* _Work order_:
Every line of the material that follows must be printed again exactly.

-=-=-

Issue #430, opened 2015-09-08
Add from existing code should ignore any filepaths that include node_modules and bower_components folders by default


mousetraps:
This includes instances where node_modules is not at the root of the project. Additionally, we should remove the checkbox that gives people the option to shoot themselves in the foot by including node_modules (which we explicitly advise against doing when you try to perform that action on a node_modules folder node)

PR #495, opened 2015-09-29
Always exclude node modules

hoanhtien:
* Remove 'exclude node_modules' checkbox. Only the checkbox. I am not removing the data model behind the screen e.g. ExcludeNodeModulesProperty in case we need it back in the future.
* Exclude node_modules subfolders.
* Exclude bower_components folder/subfolders.

This fixes https://github.com/Microsoft/nodejstools/issues/430.


Nodejs/Product/Nodejs/Project/ImportWizard/FileSourcePage.xaml
```diff
@@ -52,12 +52,5 @@
                 </ListView.ItemTemplate>
             </ListView>
         </wpf:LabelledControl>
-        
-        <wpf:LabelledControl Title="Select any other options for your project."
-                           Grid.Row="1">
-            <StackPanel Orientation="Vertical">
-                <CheckBox IsChecked="{Binding ExcludeNodeModules}">Exclude node__modules</CheckBox>
```
mousetraps: You should remove the ExcludeNodeModules binding as well if it's no longer being used.

Nodejs/Product/Nodejs/Project/ImportWizard/ImportSettings.cs
```diff
@@ -244,6 +244,16 @@ internal class ImportSettings : DependencyObject {
             // We won't reject the folder.
             Debug.Assert(!Path.IsPathRooted(dirName));
             return !dirName.Split(new char[] { '/', '\\' }).Any(name => name.StartsWith("."));
+        }
+
+        /// <summary>
+        /// Checks whether a relative and double-backslashed seperated path contains a folder name.
+        /// </summary>
+        private static bool ContainsNodeModulesOrBowerComponentsFolder(string path)
+        {
```
mousetraps: braces on same line here and everywhere else

Nodejs/Product/Nodejs/Project/ImportWizard/FileSourcePage.xaml
mousetraps: Also verify that the ImportWizardTests continue to work.

hoanhtien:
Addressed feedback.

-=-=-

* _Exercise output_:
Issue #430, opened 2015-09-08
Add from existing code should ignore any filepaths that include node_modules and bower_components folders by default


mousetraps:
This includes instances where node_modules is not at the root of the project. Additionally, we should remove the checkbox that gives people the option to shoot themselves in the foot by including node_modules (which we explicitly advise against doing when you try to perform that action on a node_modules folder node)

PR #495, opened 2015-09-29
Always exclude node modules

hoanhtien:
* Remove 'exclude node_modules' checkbox. Only the checkbox. I am not removing the data model behind the screen e.g. ExcludeNodeModulesProperty in case we need it back in the future.
* Exclude node_modules subfolders.
* Exclude bower_components folder/subfolders.

This fixes https://github.com/Microsoft/nodejstools/issues/430.


Nodejs/Product/Nodejs/Project/ImportWizard/FileSourcePage.xaml
```diff
@@ -52,12 +52,5 @@
                 </ListView.ItemTemplate>
             </ListView>
         </wpf:LabelledControl>
-        
-        <wpf:LabelledControl Title="Select any other options for your project."
-                           Grid.Row="1">
-            <StackPanel Orientation="Vertical">
-                <CheckBox IsChecked="{Binding ExcludeNodeModules}">Exclude node__modules</CheckBox>
```
mousetraps: You should remove the ExcludeNodeModules binding as well if it's no longer being used.

Nodejs/Product/Nodejs/Project/ImportWizard/ImportSettings.cs
```diff
@@ -244,6 +244,16 @@ internal class ImportSettings : DependencyObject {
             // We won't reject the folder.
             Debug.Assert(!Path.IsPathRooted(dirName));
             return !dirName.Split(new char[] { '/', '\\' }).Any(name => name.StartsWith("."));
+        }
+
+        /// <summary>
+        /// Checks whether a relative and double-backslashed seperated path contains a folder name.
+        /// </summary>
+        private static bool ContainsNodeModulesOrBowerComponentsFolder(string path)
+        {
```
mousetraps: braces on same line here and everywhere else

Nodejs/Product/Nodejs/Project/ImportWizard/FileSourcePage.xaml
mousetraps: Also verify that the ImportWizardTests continue to work.

hoanhtien:
Addressed feedback.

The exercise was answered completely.